==== Data to examine ====
PR #225, opened 2021-05-11
[feature] Add support for is_verified field

### LINKED ISSUE #172: [wifi-login-pages] Change: add support for new is_verified field
In the SMS verification flow, right now we check the `is_active` field to know if we should send the user to verify their phone number.

We have to switch to the new `is_verified` field once https://github.com/openwisp/openwisp-radius/issues/233 is completed, because `is_active` can be used also to ban users.

codesankalp:
Closes #172


internals/generators/organization/index.js
```diff
@@ -38,6 +38,12 @@ module.exports = {
         return "The organization uuid is required";
       },
     },
+    {
+      type: "confirm",
+      name: "identity_verification",
+      message: "Does this organization supports identity verification?",
+      default: false,
+    },
```
nemesisdesign, line 46: I don't think we need to add this

server/controllers/registration-controller.js
```diff
@@ -39,6 +39,13 @@ const registration = (req, res) => {
         birth_date,
         location,
       };
+      if (
+        settings &&
+        settings.mobile_phone_verification &&
+        settings.identity_verification
+      ) {
+        postData.identity_verification = "mobile";
```
nemesisdesign, line 47: can we simplify?

```javascript
if (settings.mobile_phone_verification) {
  postData.identity_verification = "mobile";
} else {
  postData.identity_verification = null
}
```

org-configurations/default-configuration.yml
```diff
@@ -4,6 +4,7 @@ slug: "default"
 
 settings:
   mobile_phone_verification: false
+  identity_verification: false
```
nemesisdesign, line 7: if we can simplify as suggested in the previous comment, this will not be necessary

internals/generators/organization/config.yml.hbs
```diff
@@ -3,6 +3,7 @@ name: "{{name}}"
 slug: "{{slug}}"
 settings:
   mobile_phone_verification: {{mobile_phone_verification}}
+  identity_verification: {{identity_verification}}
```
nemesisdesign, line 6: if we can simplify as suggested in the previous comment, this will not be necessary

client/actions/dispatchers.js
```diff
@@ -2,6 +2,7 @@ import logoutAction from "./logout";
 import {
   SET_AUTHENTICATION_STATUS,
   SET_MOBILE_PHONE_VERIFICATION_STATUS,
+  SET_USER_BANNED_STATUS,
```
nemesisdesign, line 5: for consistency with the backend, wouldn't it be clearer if we called this `IS_ACTIVE` instead of `BANNED`?

client/actions/dispatchers.js
```diff
@@ -19,3 +20,8 @@ export const logout = (dispatch) => {
     dispatch(logoutAction(cookies, slug));
   };
 };
+export const userBanned = (dispatch) => {
```
nemesisdesign, line 23: I'd call this `setIsActive`

client/components/mobile-phone-verification/mobile-phone-verification.test.js
```diff
@@ -239,7 +239,7 @@ describe("Mobile Phone Token verification: corner cases", () => {
     sessionStorage.clear();
   });
 
-  it("should not proceed if user is already active", async () => {
+  it("should not proceed if user is already verified", async () => {
```
nemesisdesign, line 242: thanks for updating this kind of things, please double check comments and other parts like this, I will double check tomorrow.

nemesisdesign (changes requested):
Great progress @codesankalp, I did a quick test of the basics and it seems to work! :+1:
See my comments below to simplify the code a bit.
Tomorrow or in the next days I'll do more testing.

nemesisdesign (changes requested):
It's working pretty well!

I found a couple of issues during testing.

### 1. Sign up with mobile phone verification off doesn't redirect to status page 

Try this by creating an organization in OpenWISP RADIUS which does not have SMS verification on, same on wifi-login-pages app, create an org YAML file with mobile verification set to false.

Now, if you try to sign up with a dummy account with the master branch of this app, you should be automatically redirected to the status page after signing up.

On this branch instead, I do not get redirected but I have to log in again.
It would have been great to have a test which failed for this! That's why I created https://github.com/openwisp/openwisp-wifi-login-pages/issues/229 (you can add a test to this branch if you want).

### 2. Verify mobile phone quirk

sms-verification-issue

While testing, initially the verify phone token HTTP requests were sent multiple times, causing the quirk shown in the GIF above.

**However, after trying and retrying several times, the issue went away**.

I am not sure if this is a bug or was a temporary glitch in my development environment,
I ask you to please try double check by trying the same steps and let me know.

### Rebasing

I may merge https://github.com/openwisp/openwisp-wifi-login-pages/pull/228, if I do, please rebase on the latest master.

Purhan (commented):
@codesankalp 
First issue: Please make sure to add a parameter `"identity_verification": "mobile"` while making a call to the registration API for orgs that require mobile verification, this gets stored in the backend


https://user-images.githubusercontent.com/10897423/118300054-2546f700-b4ff-11eb-8df9-0949e14808a1.mp4

Second issue:
I temporarily made this field non-mandatory just to check. It seems the Bearer token is not being set properly which is why verification is also failing. The same token worked in the DRF interface. This may only be a problem with my environment so please double check this.



https://user-images.githubusercontent.com/10897423/118301256-7dcac400-b500-11eb-99bf-7836b3285398.mp4

codesankalp:
@nemesisdesign 
Some fixes that were addressed in this commit are:
1. Sign up with mobile phone verification off now redirects to the status page
2. Verify mobile phone quirk - I can't replicate this one from the frontend but I have integrated the `is active` flow with this also. But if multiple requests will be made it will show the `user is already verified`. For this I have a solution to check for validateToken when the status code is 400 to bypass this error. But again it will call validateToken one more time which I think is not required and increase API calls. Also when we make it (validateToken) reusable then I think this will be resolved.
3. Checking for is_active on the status page - I thought to do this because if a user supports auto-login and from the openwisp-radius it is now changed to inactive then there must be check to perform log out for that user.
4. Added is active action in the set organization.

client/components/status/status.js
```diff
@@ -77,6 +83,10 @@ export default class Status extends React.Component {
       }
       const isValid = await this.validateToken();
       const {is_active, is_verified} = this.state;
+      if (!is_active) {
```
nemesisdesign, line 86: if we decide to keep this, please add a comment like:

```
// if the user is being automatically logged in but it's not
// active anymore (eg: has been banned)
// automatically perform log out
```

nemesisdesign (changes requested):
> Some fixes that were addressed in this commit are:
> 1. Sign up with mobile phone verification off now redirects to the status page

Works :+1:

> 2. Verify mobile phone quirk - I can't replicate this one from the frontend but I have integrated the `is active` flow with this also. But if multiple requests will be made it will show the `user is already verified`. For this I have a solution to check for validateToken when the status code is 400 to bypass this error. But again it will call validateToken one more time which I think is not required and increase API calls. Also when we make it (validateToken) reusable then I think this will be resolved.

Yes ok.

> 3. Checking for is_active on the status page - I thought to do this because if a user supports auto-login and from the openwisp-radius it is now changed to inactive then there must be check to perform log out for that user.

After testing again I found another quirk which I believe is happening for this change.

I can replicate it consistently as follows:

- register a user with phone verification
- validate the phone number
- logout
- login again

At this point I am being automatically logged out.

Then if I log in again I can log in.

But if I log out and log in once more time then this happens again.

I tried fiddling with the code and found out that when this happens it's because `state.is_active` is `null`.
Actually if I check the whole state is kind of empty, although not always, it happens only 1 time out of 2.
This is really a weird quirk and I don't think it's caused by your change but it's something that has been there for a while, so we could address this in the next work we'll be doing.

If you can find a good solution now, go ahead, otherwise please create a new issue for this specific
check (logging out auto-logged in users which are not flagged as active any more) and we'll reintroduce it
once the quirks with the token validation and state are fixed.

> 4. Added is active action in the set organization.

I don't understand this, can you please clarify?

nemesisdesign (changes requested):
PS: please also rebase on the latest master.

codesankalp:
> > 1. Added is active action in the set organization.
> 
> I don't understand this, can you please clarify?

The redux state for `isActive` and `verifyMobileNumber` does not remain in the store when we reload the page manually, so to overcome this I have to add this.

This also occurs with `verifyMobileNumber` but since it returns undefined it doesn't give any problem. I have checked it using the redux dev tools.

Still `isActive` is being set in different components that's why I have to do this, But when reusable-validate-token logic is done it will not be a problem anymore.

codesankalp:
> check (logging out auto-logged in users which are not flagged as active anymore) and we'll reintroduce it

I have checked it, It is giving the expected results.

client/components/status/status.js
```diff
@@ -293,7 +283,18 @@ export default class Status extends React.Component {
...
         }
-        this.setState({username, password, is_active, is_verified, userInfo});
+        this.setState(
+          {username, password, is_active, is_verified, userInfo},
+          () => {
+            // if the user is being automatically logged in but it's not
+            // active anymore (eg: has been banned)
+            // automatically perform log out
+            setIsActive(is_active);
+            if (!is_active) {
```
nemesisdesign, line 293: just to be extra sure, I would do `is_active === false`. I'll try that now and if works will push it here.

PR #227, opened 2021-05-12
[change] Increase size of inputs

nemesisdesign:


client/index.css
```diff
@@ -247,5 +257,12 @@ h1 {
   .side-column {
     margin-top: 20px;
   }
-  /* body .header-row-1-inner { padding: 10px 15px } */
+  #remember_me {
+    width: 25px;
+    height: 25px;
+    bottom: -6px;
+  }
```
codesankalp, line 264: https://github.com/openwisp/openwisp-wifi-login-pages/blob/8e32db4481f5bf0657f14687d734568d88989048/client/components/login/index.css#L36-L42

This is also defined here. I think doing it in a single place will be the right option.

nemesisdesign: right, I moved it into the same file, thanks!
https://github.com/openwisp/openwisp-wifi-login-pages/pull/227/commits/b23fbba2599f13c38d966deec313b710491d06d2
====
When you reach the line that contains "Closes #172", stop; that line and every line before it, from the very first line of the data, should be restated word for word.

**Exercise solution**
PR #225, opened 2021-05-11
[feature] Add support for is_verified field

### LINKED ISSUE #172: [wifi-login-pages] Change: add support for new is_verified field
In the SMS verification flow, right now we check the `is_active` field to know if we should send the user to verify their phone number.

We have to switch to the new `is_verified` field once https://github.com/openwisp/openwisp-radius/issues/233 is completed, because `is_active` can be used also to ban users.

codesankalp:
Closes #172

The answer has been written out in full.